Backpressure Without a Channel-Actor¶

A common middle-level error: "I need backpressure, so I'll build a channel-actor." The channel-actor adds a goroutine, a channel, and a serialisation point. Often a chan struct{} semaphore is enough:

sem := make(chan struct{}, 16)

func handle(req Request) {
    sem <- struct{}{}
    defer func() { <-sem }()
    // do work
}

This caps in-flight work at 16 without an extra goroutine. No actor needed. Cross-reference 15-concurrency-anti-patterns/01-unlimited-goroutines for the broader pattern.

Migrating Off a Premature Optimization¶

You inherited a sharded map you do not need. Steps to remove safely:

Add a benchmark that exercises the cache at production-sized concurrency.
Branch and replace the sharded map with a sync.Map or a sync.Mutex-protected map. Keep the same API; only internals change.
Run the benchmark. If the simpler version is within 5% of the sharded, merge the simpler version. (Equal performance with less code is a win.)
Run integration tests.
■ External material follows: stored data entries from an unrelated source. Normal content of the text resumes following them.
PR #540, opened 2021-08-03
Ignore settings directory

SCdF:
As settings are now locally generated we should ignore the directory it creates

### DIFF
--- a/.gitignore
+++ b/.gitignore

Confirm behavioural identity.
Land behind a feature flag that defaults to the new version but can fall back.
Watch production for a week. Latency, allocations, error rate. If unchanged, remove the flag and delete the sharded code.

The migration takes a day or two of careful work for code that may have lived for years. The codebase ends lighter, faster to onboard, and easier to evolve.

Common Middle-Level Mistakes¶

Adding sync.RWMutex without a profile showing the writer ever blocks readers.
Building a sync.Pool for objects allocated less than 1k/s.
Sharding before contention is measurable in a mutex profile.
Benchmarking on the laptop with GOMAXPROCS=8 while production has GOMAXPROCS=2.
Trusting a single benchmark run; not using -count and benchstat.
Following CPU profile with a memory tool, or vice versa.
Adding a channel-actor for what is a mutex problem.
Refusing to revert a "clever" change that did not pay off.
Forgetting that contention can shift across releases — yesterday's optimisation may be today's overhead.

Self-Assessment¶

Walk through how to decide whether a sync.RWMutex is justified.
What is a mutex profile, and how is it different from a CPU profile?
How would you migrate a sharded map back to a single mutex safely?
Why does -cpu=1,2,4,8 matter for concurrency benchmarks?
Name three production-realistic causes of bench-vs-prod disagreement.

If any of these is unclear, re-read the case studies above.

Summary¶

Middle-level engineers spend more time removing premature concurrency optimisations than adding new ones. The tooling is the same — profile, benchmark, benchstat — but applied to a codebase that already has decisions you did not make. The norm to install is simple: every concurrency primitive past sync.Mutex must come with a benchmark in the same PR and a comment explaining what made it justify the complexity. Without those, default to the simpler version.